Can an assumption be discharged without it being part of the tree? Given the following formula, use natural deduction to prove that it holds.

The answer given by the professor was the following below:

I would like to understand how we can discharge the assumption of phi at the bracket 3 without actually deriving it from the tree itself like psi at the bracket 2?
 A: 
Can an assumption be discharged without it being part of the tree?

Yes.
See e.g. Dirk van Dalen (1997) "Logic and Structure", p. 34:

With respect to the cancellation of hypotheses, we note that one does not necessarily cancel all occurrences of a proposition $\psi$. This clearly is justified, as one feels that adding hypotheses does not make a proposition underivable (irrelevant information may always be added). It is a matter of prudence, however, to cancel as much as possible. Why carry more hypotheses than necessary?
Furthermore one may apply $(\to I)$ if there is no hypotheses available for cancellation e.g. $\dfrac{\phi}{\psi \to \phi}(\to I)$ is a correct derivation, using just $(\to I)$.
To sum it up: [...] striking out some (or all) occurrences, if any [...] .

The semantic justification for this is monotonicity (also known as weakening): We have that

If $\Gamma \vDash \phi$, then $\Gamma, \psi \vDash \phi$.

By the deduction theorem, it also follows that

If $\Gamma \vDash \phi$, then $\Gamma \vDash \psi \to \phi$.

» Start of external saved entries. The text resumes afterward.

PR #2897, opened 2024-11-20
[Tree] Allow uuid as path source in materialized path strategy

andreakeesys:
Fixes the following error in Symfony 7.* during cache warmup, with an entity that implements Tree with the materialized path strategy  and uses Uuidv7 as primary key:

```
In Attribute.php line 260: 

Tree PathSource field - [id] type is not valid. It can be any of the integer 
variants, double, float or string in class - App\Entity\<MyEntity>
```

### DIFF
--- a/tests/Gedmo/Tree/MaterializedPathUuidORMTest.php
+++ b/tests/Gedmo/Tree/MaterializedPathUuidORMTest.php
@@ -1,0 +1,171 @@
+<?php
+
+declare(strict_types=1);
+
+/*
+ * This file is part of the Doctrine Behavioral Extensions package.
+ * (c) Gediminas Morkevicius <gediminas.morkevicius@gmail.com> http://www.gediminasm.org
+ * For the full copyright and license information, please view the LICENSE
+ * file that was distributed with this source code.
+ */
+
+namespace Gedmo\Tests\Tree;
+
+use Doctrine\Common\EventManager;
+use Gedmo\Tests\Tool\BaseTestCaseORM;
+use Gedmo\Tests\Tree\Fixture\MPCategoryUuid;
+use Gedmo\Tree\TreeListener;
+use Symfony\Component\Uid\UuidV4;
+
+/**
+ * These are tests for Tree behavior when using Uuid as primary key and TreePathSource.
+ *
+ * @author Gustavo Falco <comfortablynumb84@gmail.com>
+ * @author Gediminas Morkevicius <gediminas.morkevicius@gmail.com>
+ * @author Andrea Bergamasco <a.bergamasco@keesystem.com>
+ */
+final class MaterializedPathUuidORMTest extends BaseTestCaseORM
+{
+    /**
+     * @var array<string, mixed>
+     */
+    protected array $config;
+
+    protected TreeListener $listener;
+
+    protected function setUp(): void
+    {
+        parent::setUp();
+
+        $this->listener = new TreeListener();
+
+        $evm = new EventManager();
+        $evm->addEventSubscriber($this->listener);
+
+        $this->getDefaultMockSqliteEntityManager($evm);
+
+        $meta = $this->em->getClassMetadata(MPCategoryUuid::class);
+        $this->config = $this->listener->getConfiguration($this->em, $meta->getName());
+    }
+
+    public function testInsertUpdateAndRemove(): void
+    {
+        // Insert
+        $category = $this->createCategory();
+        $category->setTitle('1');
+        static::assertNotNull($category->getId());
+        $category2 = $this->createCategory();
+        $category2->setTitle('2');
+        static::assertNotNull($category2->getId());
+        $category3 = $this->createCategory();
+        $category3->setTitle('3');
+        static::assertNotNull($category3->getId());
+        $category4 = $this->createCategory();
+        $category4->setTitle('4');
+        static::assertNotNull($category4->getId());
+
+        $category2->setParent($category);
+        $category3->setParent($category2);
+
+        $this->em->persist($category4);
+        $this->em->persist($category3);
+        $this->em->persist($category2);
+        $this->em->persist($category);
+        $this->em->flush();
+
+        $this->em->refresh($category);
+        $this->em->refresh($category2);
+        $this->em->refresh($category3);
+        $this->em->refresh($category4);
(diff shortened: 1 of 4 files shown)


phansys (commented):
Thank you @KeeSystemOrg!
Is there a way to test the expected behavior in order to avoid regressions?

andreakeesys:
Hi @phansys  I just pushed a PR that contains a new fixture and test class, when removing the change in Validator.php the test breaks with the same error reported in the PR description.

andreakeesys:
Hi @phansys I downgraded Uuid to V4 for PHP 7.4 compatibility and added some CS fixes.

src/Tree/Document/MongoDB/Repository/AbstractTreeRepository.php
```diff
@@ -72,25 +72,25 @@ public function __construct(DocumentManager $em, UnitOfWork $uow, ClassMetadata
     }
 
     /**
-     * Sets the RepositoryUtilsInterface instance
```
phansys, line 75: Why do we need this change?

phansys (commented):
In order to keep the changes as narrow as possible regarding the PR goal and to ease the review process, please remove the unrelated changes.

src/Tree/Document/MongoDB/Repository/AbstractTreeRepository.php
andreakeesys: Ok! It has been suggested by PHPCS after I rebased main, it was one of the breaking points during CI checks.

andreakeesys: Cleanup done

.docker/php/Dockerfile
```diff
@@ -1,6 +1,6 @@
 # syntax=docker/dockerfile:1
 
-ARG PHP_VERSION=8.2-cli
+ARG PHP_VERSION=8.4-cli
```
phansys, line 3: Could you please perform a rebase?

phansys: `git pull --rebase upstream main && git push --force origin main` should be enough to remove any "duplication" between the changes introduced in this PR, where `upstream` is the remote pointing to https://github.com/doctrine-extensions/DoctrineExtensions and `origin` the remote pointing to https://github.com/KeeSystemOrg/DoctrineExtensions.

andreakeesys: Done, the rebase was not enough to fix, but I amended the duplicated commit that indeed contained my changes and force-pushed it. Now it's feb082ce. Thanks!

tests/Gedmo/Tree/MaterializedPathUuidORMTest.php
```diff
@@ -0,0 +1,172 @@
...
+
+    /**
+     * @param array<int|string, int|string|UuidV4|null> $sources
+     */
+    private function generatePath(array $sources): string
+    {
+        $path = '';
+
+        foreach ($sources as $id) {
+            $path .= $id.$this->config['path_separator'];
```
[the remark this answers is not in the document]
andreakeesys: This depends on `path_ends_with_separator` in the listener configuration, there's also a `path_starts_with_separator` option and both are used in [AbstractMaterializedPath](https://github.com/doctrine-extensions/DoctrineExtensions/blob/09c61fd9149cb1eb3bfb61edb2604e01df8624d2/src/Tree/Strategy/AbstractMaterializedPath.php#L202). I don't think it can be bypassed without side effects.
I updated `generatePath() `to use the same settings retrieved from the listener configuration.

tests/Gedmo/Tree/MaterializedPathUuidORMTest.php
```diff
@@ -0,0 +1,172 @@
...
+        return [
+            MPCategoryUuid::class,
+        ];
+    }
+
+    private function createCategory(): MPCategoryUuid
+    {
+        $class = MPCategoryUuid::class;
+
+        return new $class();
```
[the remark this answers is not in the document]
andreakeesys: Thanks, fixed in 0182d2e8

tests/Gedmo/Tree/MaterializedPathUuidORMTest.php
```diff
@@ -0,0 +1,174 @@
...
+ * @author Gustavo Falco <comfortablynumb84@gmail.com>
+ * @author Gediminas Morkevicius <gediminas.morkevicius@gmail.com>
+ * @author Andrea Bergamasco <a.bergamasco@keesystem.com>
+ */
+final class MaterializedPathUuidORMTest extends BaseTestCaseORM
+{
+    /**
+     * @var array<string, mixed>
+     */
+    protected $config;
```
phansys, line 32:
```suggestion
    private array $config;
```

tests/Gedmo/Tree/MaterializedPathUuidORMTest.php
```diff
@@ -0,0 +1,174 @@
...
+
+    /**
+     * @var TreeListener
+     */
+    protected $listener;
```
phansys, line 37:
```suggestion
    private TreeListener $listener;
```

tests/Gedmo/Tree/MaterializedPathUuidORMTest.php
andreakeesys: Thanks, fixed in e316a1ed

tests/Gedmo/Tree/MaterializedPathUuidORMTest.php
andreakeesys: Thanks, fixed in e316a1ed

phansys: Please, remove the docblock. It does not add any value here.

phansys:
Triggering the CI after the merge of #2900.

tests/Gedmo/Tree/MaterializedPathUuidORMTest.php
andreakeesys: Thanks, fixed in 3352422b440732a01220eb8b4b307df878a7886d

phansys:
Thank you @andreakeesys!

PR #2901, opened 2024-11-29
[Uploadable] Remove deprecation warning when calling is_file with a null value

JoolsMcFly:
Hi!

We've been getting lots of deprecation warning (_Deprecated: is_file(): Passing null to parameter #1 ($filename) of type string is deprecated_) coming from `src/Uploadable/UploadableListener::removeFile`:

If a conclusion can be established from a given set of premises, then it doesn't "get lost" by adding additional knowledge, so we can always add more premises or antecedents that are not actually being needed. This semantic idea transfers to derivations.
The same applies to all other rules that allow to discharge assumptions, i.e. $(\lor E)$, $(\neg I)$ and $(RAA)$.